## Records provided
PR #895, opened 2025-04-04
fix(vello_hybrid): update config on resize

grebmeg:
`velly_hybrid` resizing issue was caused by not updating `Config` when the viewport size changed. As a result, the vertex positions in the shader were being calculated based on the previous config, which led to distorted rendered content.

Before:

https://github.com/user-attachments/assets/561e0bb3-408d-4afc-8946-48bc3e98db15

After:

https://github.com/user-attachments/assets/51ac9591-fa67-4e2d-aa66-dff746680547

## Problem
All records should be returned verbatim, none left out.

## Output of the exercise
PR #895, opened 2025-04-04
fix(vello_hybrid): update config on resize

grebmeg:
`velly_hybrid` resizing issue was caused by not updating `Config` when the viewport size changed. As a result, the vertex positions in the shader were being calculated based on the previous config, which led to distorted rendered content.

Before:

https://github.com/user-attachments/assets/561e0bb3-408d-4afc-8946-48bc3e98db15

After:

https://github.com/user-attachments/assets/51ac9591-fa67-4e2d-aa66-dff746680547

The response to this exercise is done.